I've had best success putting pressure between 25-35 and cutting in 2 to 3 passes with a fresh 60 degree blade. Even small lettering.


----------



## WinginIt (Nov 9, 2013)

Don't give up! Love my glitter flake so easy to use. I don't know about the gcc ex 24, I use a graphtec cutter...love it. Great place to get help for me is Stahls...they are super helpful. I was able to get settings for all the direct vinyls I use.


----------



## royster13 (Aug 14, 2007)

For me glitter cuts better on my Cut 3000 (GCC Bengal) that it ever did on my GCC Expert 24.....They both cut everything else ok...

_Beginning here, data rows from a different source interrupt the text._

PR #3971, opened 2020-10-17
Update README.md

maheraldous:
I was looking in the docs for a way to upload images via GraphQL and no one really guided me so I tried to do it my way and I wanted to add it to the docs for others to find. Feel free to remove Altair but I really like it's file upload tool.


JedWatson (approved):

JedWatson (approved):
👍 Thanks for this! looks good.

PR #3976, opened 2020-10-18
Deduplicate Babel deps

mitchellhamilton:
I've been doing some perf work on Preconstruct lately and found that sizeable amount of time is spent requiring all of the babel deps because there are lots of duplicates of common dependencies because the lockfile had grown organically so I've refreshed the Babel part of the lockfile here(by removing all the `@babel` deps from the lockfile and running yarn).


timleslie (approved):
👍

PR #4008, opened 2020-10-21
fix(knex-adapter): prepend relation tables with schema name in dropDatabase method

Neonox31:
The `dropDatabase` method doesn't delete relation tables because schema name is not defined.
This P.R simply prepends the schema name to relation tables.

### DIFF
--- a/.changeset/silver-dryers-mate.md
+++ b/.changeset/silver-dryers-mate.md
@@ -1,0 +1,5 @@
+---
+'@keystonejs/adapter-knex': patch
+---
+
+prepend relation tables with schema in dropDatabase method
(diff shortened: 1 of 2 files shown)


.changeset/silver-dryers-mate.md
```diff
@@ -0,0 +1,5 @@
+---
+'@keystonejs/adapter-knex': patch
+---
+
+prepend relation tables with schema in dropDatabase method
```
timleslie, line 5:
```suggestion
Fixed bug in `.dropDatabase()`, relationship join tables are now correctly dropped when using a non-default schema.
```

timleslie (approved):
Great catch, thanks for the PR 🙏

PR #4014, opened 2020-10-22
Rename prisma to prisma_postgresql in multiAdapterRunners

timleslie:
This will change the name of the tests on CI, so this will need to get a ✅ even though some "required" tests appear not to have been run. I'll update the github config once it's into master 👍


molomby (approved):
Makes sense

Issue #4005, opened 2020-10-21
New segmented-control display mode for the Select field breaks with a large number of options


gautamsi:
# New Interface Select Options

I know that this was just first pass in the select options. this is how it looks like currently when you have many options

![image](https://user-images.githubusercontent.com/5769869/96697758-e78b5100-13a9-11eb-98d1-c679aa4e0a65.png)

there are 5-6 more items after scrolling.

@mitchellhamilton

JedWatson:
@gautamsi you need to specifically set the `displayMode` to `segmented-control` to get that to happen, right?

I think we need to find a clear way of conveying that the use case for this new mode is when you only have a small number of options to select from. I'm not sure that a hard technical limit there is the right thing to do (because it's also highly dependent on the length of labels) but that's the intention of how you'd use this option.

With a large number of items, you should be using the default "select" mode.

Having said that, we should totally fix the cropping bug 😅

gautamsi:
I did realise that it was using segmented control in the example. I think I had more gap this time in checking this out. This should flexibly wrap instead of scrolling. I think in prod version we are making a decision to use different select type when there is more than 'x' items. I think we can have that configurable that you can have segmented control but it may revert back to select with large number of items. that large number should be configurable in admin. 

> I use a custom text field which renders select value from different list and I had to use a virtualised list as the number of items were in 100s. Hope i can upgrade that with virtualised option.

There are few other things can be fixed

![image](https://user-images.githubusercontent.com/5769869/96720320-3c3dc480-13c8-11eb-9794-d7cf92a435da.png)

1. select is not properly z-index'ed
2. Relationship is not responsive, it goes off container on shrinking. 

(I know we are still working on it :) )

JedWatson:
Yeah I've noticed the z-index problems, and width of fields / responsiveness is generally a thing we still need to think about holistically.

FWIW because this may not be obvious, we're focusing on **functionality** at the moment with some broad brush strokes when it comes to UX; config, state management, etc are the foundations so we're getting that right first.

Which is also to say we're _deliberately_ not focusing too much on UI design and polish yet, until the foundations are a bit more complete. But also we're going to be onboarding a designer into the project shortly as well which is really exciting 🎉 and I expect we'll circle back to UI polish once they've started establishing a clearer vision for how the new Admin UI should look / navigate / behave etc.

[...]

PR #4027, opened 2020-10-23
Ui tweaks new interface - segmented control wrap and width

gautamsi:
ref #4005 

was able to fix the width as well as wrap on this but not able to fix the relationship field. 

image

tried using token system. (still TODO for theme based width - not my expertise yet)


JedWatson (approved):
Nice work @gautamsi - how the theme handles width does need a bit more review, but you've applied the current pattern perfectly here so whatever changes land in the future should be easy to apply.

Thanks! 🙏🏻

PR #4028, opened 2020-10-23
New Interface Select control zIndex issue fix

gautamsi:
ref #4005 

fixed zIndex issue, there was unnecessary zIndex style.

image


JedWatson (approved):
Thanks @gautamsi

PR #4090, opened 2020-10-30
Move createKeystone to lib

JedWatson:
The `createKeystone` function was left in `classes` when we refactored it from a class to a function. This just moves it into the `lib` folder with the rest of the main keystone functions, which I think makes more sense for people new to the codebase.

(also added a couple of TODOs, not worth an additional PR)

### DIFF
--- a/packages-next/TODO.md
+++ b/packages-next/TODO.md
@@ -24,4 +24,6 @@
 
 ## Next steps after alpha release
 
+- [ ] Review how we're returning errors from the GraphQL API
+- [ ] Review how the search field (and query input) works
 - [ ] Revisit design system and theming
--- a/packages-next/keystone/src/index.ts
+++ b/packages-next/keystone/src/index.ts
@@ -1,1 +1,1 @@
-export { createKeystone } from './classes/Keystone';
+export { createKeystone } from './lib/createKeystone';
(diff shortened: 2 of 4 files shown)


gautamsi:
Hope you are planning to move all new keystone customization will merge with original `Keystone` class after preview.

JedWatson:
@gautamsi I'm going to write another blog post about this soon, but short version of the plan is:

- Publish the new packages under the `@keystone-next` scope early next week and keep iterating on them quickly. It should be considered more or less alpha at the moment, and not feature complete with the main keystone packages
- As people try them out & give us feedback, we'll learn a lot and use that for planning
- At some point they'll become feature complete, stable, and better in all ways than the main keystone packages; at that point we'll start recommending people use them for new projects but they'll represent an optional breaking change upgrade for people with existing keystone projects
- Then the main work left will be to ensure test coverage / comprehensive documentation / migration guides and other things we haven't  really thought about much yet
- Eventually (at the moment I expect early next year, but will depend on a lot of factors) we will move the new packages over the current ones and publish them as a major breaking change
- Finally we'll be able to do a lot of cleanup in the old keystone codebase that will otherwise stay around while we're supporting both versions

How feedback goes will determine how much work we put into easing the upgrade, adding things to create better backwards compatibility, etc. Also how many new features get worked on before we transition back to just one set of Keystone packages.

Just to make sure I'm clear about what you're saying, that means the new `@keystone-next/keystone` **will** replace the current `@keystonejs/keystone` as a major version after preview (along with `-fields`, etc)

However the new customisation and features we've been working on **will not** be back-ported into the current keystone packages, because they're all deeply coupled to the new work we've done and we're focusing all our effort on the transition.

Since the current `@keystonejs/keystone` package is still the core of `@keystone-next/keystone` (which you can think of as a new wrapper, with a new build process / cli and server implementation) it means we haven't forked any of the implementation we don't need to, and any new features that can be (e.g our new Prisma support) are being developed for **both** sets of packages.

Hope that clears it up?

PR #4139, opened 2020-11-05
Stop using deprecated Actions feature

mitchellhamilton:
https://github.blog/changelog/2020-10-01-github-actions-deprecating-set-env-and-add-path-commands/


timleslie (approved):
👍

PR #4164, opened 2020-11-08
[POC] Cleanup of the CloudinaryImage field type

timleslie:
A quick sketch of some changes we discussed the other day. tl;dr is that this decouples the `CloudinaryImage` field type from the `File` field type. May or may not be worth doing? 🤷


gautamsi:
what is the purpose of keeping adapter in here? So that we can pass more options in adapter constructor??

can they not be merged with field config? this way there could be s3 field without the adapter. 

I was also wondering what is the difference in file field with cloudinary adapter and separate cloudinary field? (ignore the fact that there is no file field in next)

PR #6280, opened 2021-08-09
Remove `gqlType` option on `autoIncrement` field type

emmatown:
This was intended for when this field type could be used as an id field but the field type can no longer be used for that so this is unnecessary


gautamsi:
Will this impact people who have large number of items given that there is limit on max integer number graphql can support?

mitchellhamilton:
This is stored as Postgres's `integer` type which stores 32 bit signed integers which is the same as GraphQL's `Int` so no

JedWatson (approved):

Issue #6261, opened 2021-08-05
showing both `successful` and `not allowed` alert notification for unauthorized delete action.


jakegiri:
## Describe the bug

The access permission is working fine till now with ListKey items. 
But for non-authorized DELETE action, alert is showing inappropriately.
I have a product list. which has a access permission set to it for delete .
When an unauthorized user tries to delete it by clicking delete button, it prevents the deletion as expected but the card-notification is shown inappropriately  (as shown in image). The notification shows both "not allowed" and "successfully deleted". 

## Expected behaviour

Only one alert notification expected to be shown "Failed to delete item. You do not have access to this resource". 

## Screenshots

![image](https://user-images.githubusercontent.com/24270559/128281678-79e2e9fb-171e-42f1-b00d-38d31ca27a34.png)

mitchellhamilton:
Fixed by #6296

PR #6296, opened 2021-08-11
6261/fix delete alert

gwyneplaine:
See loom https://www.loom.com/share/959712942c834ccba88ee269af8b4bdb for break down of OLD behaviour. 

To sample the behaviour locally:
* run `yarn` at the root of your project 
* run `yarn workspace @keystone-next/test-projects-crud-notifications dev --reset-db` 
* navigate to `http://localhost:3000/tasks` 
* try and delete items (do not delete, do not destroy, do not kill should fail to delete, the rest will succeed)

-------
Refactored solution in list-view based on feedback. At the moment I believe this to be the minimum viable solution to unblock #6261. There are still a few issues with this implementation that I've outlined in #6307 , which we can resolve later. 

* Success now lists the deleted item 
* Failure now lists how many deletions failed, as well as a reduced list of reasons for failure. (if 50 items failed for the same reason, that reason is listed only once)  

Before: 
https://user-images.githubusercontent.com/12119389/129154218-36eb8275-7066-420e-9860-e2270e7bb719.mov

After:
https://user-images.githubusercontent.com/12119389/129154330-f3f55279-6c1c-43c9-aa89-ceb7156fc413.mov

------
Moved deletion tests to a separate PR, so we don't block release.


packages/keystone/src/___internal-do-not-use-will-break-in-patch/admin-ui/pages/ItemPage/index.tsx
```diff
@@ -253,15 +253,17 @@ function DeleteButton({
           confirm: {
             label: 'Delete',
             action: async () => {
-              await deleteItem().catch(err => {
-                toasts.addToast({
+              try {
+                await deleteItem();
+              } catch (err) {
+                return toasts.addToast({
```
gwyneplaine, line 259: This error was also occurring on the item view. 
Early return here to stop the route changing and success toast from being rendered.

packages/keystone/src/___internal-do-not-use-will-break-in-patch/admin-ui/pages/ListPage/index.tsx
```diff
@@ -436,14 +438,18 @@ function DeleteManyButton({
...
+            id
+            ${list.labelField}
+          }
+        }
 `,
       [list]
-    )
+    ),
+    {
+      errorPolicy: 'all',
```
gwyneplaine, line 449: [errorPolicy set to all](https://www.apollographql.com/docs/react/data/error-handling/#graphql-error-policies), so we can get handle scenarios where partial deletion success occurs.

package.json
```diff
@@ -35,7 +35,7 @@
...
-    "lint:examples": "for d in `find examples -type d -maxdepth 1 -mindepth 1`; do cd $d; echo $d; SKIP_PROMPTS=1 yarn keystone-next postinstall; if [ $? -ne 0 ]; then exit 1; fi; cd ../..; done; for d in `find examples-staging -type d -maxdepth 1 -mindepth 1`; do cd $d; echo $d; SKIP_PROMPTS=1 yarn keystone-next postinstall; if [ $? -ne 0 ]; then exit 1; fi; cd ../..; done; for d in `find tests/test-projects -type d -maxdepth 1 -mindepth 1`; do cd $d; echo $d; SKIP_PROMPTS=1 yarn keystone-next postinstall; if [ $? -ne 0 ]; then exit 1; fi; cd ../..; done",
+    "lint:examples": "for d in `find examples -type d -maxdepth 1 -mindepth 1`; do cd $d; echo $d; SKIP_PROMPTS=1 yarn keystone-next postinstall; if [ $? -ne 0 ]; then exit 1; fi; cd ../..; done; for d in `find examples-staging -type d -maxdepth 1 -mindepth 1`; do cd $d; echo $d; SKIP_PROMPTS=1 yarn keystone-next postinstall; if [ $? -ne 0 ]; then exit 1; fi; cd ../..; done; for d in `find tests/test-projects -type d -maxdepth 1 -mindepth 1`; do cd $d; echo $d; SKIP_PROMPTS=1 yarn keystone-next postinstall; if [ $? -ne 0 ]; then exit 1; fi; cd ../../..; done",
```
gwyneplaine, line 38: Updated `lint:examples` to not break on test-projects repo.

timleslie (approved):
🚢

PR #6297, opened 2021-08-11
GraphQL API docs changes

emmatown:
This includes updates to the docs to account for the GraphQL API changes(including the filter changes) minus the Query Filter API page changes which is included in #6095


timleslie (approved):
👍

PR #6301, opened 2021-08-11
Added top margin to docs page component

raveling:
Aligns whitespace to original design intent.

docs-whitespace-fix


bladey (changes requested):
I don't think we should have this margin on mobile, otherwise it looks like this - 
image

raveling:
Do you mean the margin is too large, or too small?

Matt's design specs a larger margin on mobile (64px). 

> I don't think we should have this margin on mobile, otherwise it looks like this -
> image

bladey (approved):

PR #6302, opened 2021-08-11
[RFC] config.graphql.extendContext

timleslie:
This config option provides a general escape hatch to let developers extend/modify the context object however they want. In general it should be used for extension purposes.

### DIFF
--- a/examples/blog/keystone.ts
+++ b/examples/blog/keystone.ts
@@ -1,6 +1,9 @@
 import { config } from '@keystone-next/keystone';
+import { KeystoneContext } from '../../packages/types/src';
 import { lists } from './schema';
 import { insertSeedData } from './seed-data';
+
+type Context = KeystoneContext & { foo: string };
 
 export default config({
   db: {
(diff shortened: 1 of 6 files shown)


timleslie:
We've decided not to move forward with this particular solution at this time due to a lack of consensus on what specific problems we're trying to solve for. If anyone was hoping to have this feature, please open a discussion outlining the problem you're trying to solve and we will consider what an appropriate solution might look like.

gautamsi:
I was hoping for this to release

one strong use case is that we can have central logic for each request and extend context with custom data or even functions which runs per request.  This enables writing extensions, or plugins which will add stuff to context and can be used to easily wire up hooks logic without loading same item in each hook for each entity. Like settings value for organization which

another thing I had in mind for multi tenancy feature. I could add tenant information to context which could be used by different hooks and access control. What is happening now is that you can only add this information in `session.data` which is strictly for user object.

I think a bare minimum would be useful for community, run function when the context is being created or cloned (for sudo) and extend the context. have this extra information available where context is used

PR #6303, opened 2021-08-11
[WIP] Return null from findOne for not found/not allowed

timleslie:


timleslie:
This will be handled in the full access control update.

PR #6311, opened 2021-08-12
Upgrade Next to 11.1.0 for the website

timleslie:
This brings the website versions of Next (and also `@next/mdx`) up to latest. This version bump closes a CVE which doesn't impact us. See https://github.com/vercel/next.js/releases/tag/v11.1.0


mitchellhamilton (approved):
Looks like `next-images` was interfering with the Next's built-in image stuff but it doesn't look like `next-images` was actually doing anything since the images seem fine? You should probably go through the site in case I missed something

PR #6315, opened 2021-08-13
Added styles to table

raveling:
Attempts to make the visual appearance of  markdown generated `<table>` elements perform better. Comes with some tradeoffs. Let's discuss before merging this.

(may want to open the original for the image below in a separate tab)

table-poc-branch


bladey (approved):

bladey:
@raveling needed 2 x `as const`

PR #6317, opened 2021-08-13
Split create/update field input resolvers for relationship fields

timleslie:
Relationships can have nested errors which require special handling, so this just sets us up to work on that, and the handling of other resolver errors, separately.


emmatown (approved):
this makes me uncomfy but ok

PR #6327, opened 2021-08-16
Fix head titles from not populating on the website

bladey:
You can't nest tags in a `<Fragment>` or similar when using `next/head`, this resolves the issue of website titles not displaying on the live website (they are ALL blank right now).


timleslie (approved):
👍

PR #6330, opened 2021-08-16
Update text filter API table

timleslie:
## Before

Screen Shot 2021-08-16 at 4 46 43 pm

## After

Screen Shot 2021-08-16 at 4 47 06 pm


raveling (approved):
yaassss! great idea @timleslie ! 💡

PR #6334, opened 2021-08-17
Fix issue with VisuallyHidden checkbox interactions in table 

gwyneplaine:
Bug only affects chromium browsers.
My assumption is that either:
1. something funky is going on with how `position:sticky` elements interact with the rest of the DOM in chromium
2. something funky is going on with tables in chromium
3. combination of 1 + 2 

Either way, this fix resolves the bug by more explicitly specifying the `position: relative` parent that the `position: absolute` visually hidden element is attached to

Before:
https://user-images.githubusercontent.com/12119389/129643712-48e7cfdd-d9cc-4e9f-bde8-a6dd9bfbbfa7.mov

After:
https://user-images.githubusercontent.com/12119389/129643715-0273594c-b8d6-4cda-9d5b-00312fe9ff19.mov


packages/keystone/src/___internal-do-not-use-will-break-in-patch/admin-ui/pages/ListPage/index.tsx
```diff
@@ -742,6 +740,7 @@ const TableHeaderCell = (props: HTMLAttributes<HTMLElement>) => {
         padding: spacing.small,
         textAlign: 'left',
         position: 'sticky',
+        zIndex: 1,
```
gwyneplaine, line 743: zIndex manually applied on sticky `thead` element here to maintain the layering order of DOM elements withiin the table, as position: 'relative'  on elements within tbody changes the zindex to be relative to the body

timleslie (approved):
LGTM 👍

PR #71, opened 2019-08-02
/autolink command to edit configuration

levb:
This PR was prompted by a plethora of tickets for autolink config changes on the community servers. Since there is no UI in the foreseeable future, and modifying configuration otherwise is difficult, I figured these would be useful tools for the more advanced administrators.

The command can be turned off entirely with a config setting in the system console.

`/autolink help` output:

###### Mattermost Autolink Plugin Administration
<linkref> is either the Name of a link, or its number in the /autolink list output. A partial Name can be specified, but some commands require it to be uniquely resolved.

- `/autolink list` - list all configured links.
- `/autolink list <linkref>` - list a specific link.
- `/autolink test <linkref> test-text...` - test a link on a sample.
- `/autolink enable <linkref>` - enable a link.
- `/autolink disable <linkref>` - disable a link.
- `/autolink add <name>` - add a new link, named <name>.
- `/autolink delete <linkref>` - delete a link.
- `/autolink set <linkref> <field> value...` - sets a link's field to a value. The entire command line - after <field> is used for the value, unescaped, leading/trailing whitespace trimmed.

Example:

```
/autolink add Visa
/autolink disable Visa
/autolink set Visa Pattern (?P<VISA>(?P<part1>4\d{3})[ -]?(?P<part2>\d{4})[ -]?(?P<part3>\d{4})[ -]?(?P<LastFour>[0-9]{4}))
/autolink set Visa Template VISA XXXX-XXXX-XXXX-$LastFour
/autolink set Visa WordMatch true
/autolink test Visa 4356-7891-2345-1111 -- (4111222233334444)
/autolink enable Visa
```


server/config.go
```diff
@@ -1,15 +1,89 @@
...
+		if err != nil {
+			mlog.Error(fmt.Sprintf("Error creating autolinker: %+v: %v", c.Links[i], err))
+		}
+	}
+
+	p.updateConfig(func(conf *Config) {
+		*conf = c
+	})
+
+	go func() {
```
levb: The `go func() {}` here is a suggestion to work around https://github.com/mattermost/mattermost-server/pull/11780 which may not be available until mattermost-server 5.15 or later. Thanks @lieut-data for the suggestion.

server/link.go
```diff
@@ -0,0 +1,148 @@
...
+
+// Compile compiles the link's regular expression
+func (l *Link) Compile() error {
+	if l.Disabled || len(l.Pattern) == 0 || len(l.Template) == 0 {
+		return nil
+	}
+
+	pattern := l.Pattern
+	template := l.Template
+	multipass := false
```
levb: This (`multipass`) probably warrants a comment. Previously, word boundaries were defined as custom regexp's. These patterns consume characters, so they can not be used with `ReplaceAll` functions. Example, if the pattern is defined as `"X"`, `"foo X bar"` the X will match, but in `"foo X X bar"` only the first X matches, the match consumes the subsequent space, and then the second X doesn't match.

see the `Replace()` method for more.

server/command.go
```diff
@@ -0,0 +1,345 @@
...
+	case "false", "off":
+		return false, nil
+	}
+	return false, errors.Errorf("Not a bool, %q", arg)
+}
+
+func saveConfigLinks(p *Plugin, links []Link) error {
+	conf := p.getConfig()
+	conf.Links = links
+	appErr := p.API.SavePluginConfig(conf.ToConfig())
```
levb: `.ToConfig()` here converts the `Link` structs into a tree of `map[string]interface{}` and `[]interface{}` for GOB/RPC compatibility.

aaronrothschild:
I'm surprised there's no interactive regex editor.  ;)

Is there a spinmint or test server I can try this code out on interactively?

levb:
@aaronrothschild I spun one up on the related PR, https://github.com/mattermost/mattermost-server/pull/11780

aaronrothschild:
@levb some questions/comments:
- In `/autolink list` we should display if they are active or not
- in `/autolink` help results there is `/autolink test Vi 4356-7891-2345-1111 -- (4111222233334444)` the `Vi` should presumably be `Visa`
- What does "WordMatch" flag do?
- What is "field" in this command used for? "/autolink set <linkref> <field> value... - sets a link's field to a value. The entire command line after <field> is used for the value, unescaped, leading/trailing whitespace trimmed."

levb:
@aaronrothschild 

> * In `/autolink list` we should display if they are active or not

it kind of does, the disabled links are crossed out

> * in `/autolink` help results there is `/autolink test Vi 4356-7891-2345-1111 -- (4111222233334444)` the `Vi` should presumably be `Visa`

`Vi` is a partial match, should work.

> * What does "WordMatch" flag do?

Uses the more standard `\b` word boundaries. "\b - at ASCII word boundary (\w on one side and \W, \A, or \z on the other)". We historically implemented a custom set for the left and right boundaries, and it can (has) lead to confusion. I think we should eventually move towards making \b the default, and deprecating the old-style separators, but not yet.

As far as my settings i was using 38 on the Expert 24 but need 65 on my Cut 3000.....60 degree blades....No idea why settings are so different between cutters.....


----------



## hextex (Jul 20, 2008)

I use to have the same problem. It took me forever to weed, if I could even weed it. More down force didn't see to help me. I got a 60deg blade and that helped some, but it was a china blade. I finally just stopped doing glitter. THEN, I got me a *CleanCut Blade* 60deg, they have one just for glitter I think. I never looked back. I did have to extend the point of the blade out of the holder just a little bit more than for my normal vinyl. I ended up getting another holder so I could just change the holder. Cuts are amazing. Are you going to get the detail like Easyweed? No...but it's not crazy far off like it probably is now for you.


----------



## Blue92 (Oct 8, 2010)

I'd have to check my notes but on my GCC Expert 24 LX I believe the downforce is up around 150 or so using a 60 degree blade. Always takes a few test cuts to dial it in.


----------



## binki (Jul 16, 2006)

We use clean cut blades for glitter and also use a separate blade just for glitter. Double pass and nothing too thin for the width


----------



## mgtGrafix (Feb 24, 2014)

I second the clean cut blades. Make sure your blade is not extended too far. About half the thickness of a credit card. I use 150 downforce and 60 speed with no problems cutting glitter. And thats with a 45 degee blade from clean cut. Our business is almost exclusively glitter garments. We use a gcc bengal and a puma 3

Sent from my SCH-i705 using T-Shirt Forums


----------



## valleyboy_1 (Jan 23, 2010)

I cut glitter pretty well on my expert pro. I have a 60 degree clean cut blade, but I'm still using the 45 degree standard that came with the pro.


----------



## binki (Jul 16, 2006)

we use 60's for everything.


----------



## Mtnview (Nov 5, 2009)

binki said:


> we use 60's for everything.


Same here. I quit buying 45's some time ago.


----------



## forwill (Jun 28, 2012)

binki said:


> we use 60's for everything.


Hey binki,

I am thinking about purchasing a graphtec ce6000. 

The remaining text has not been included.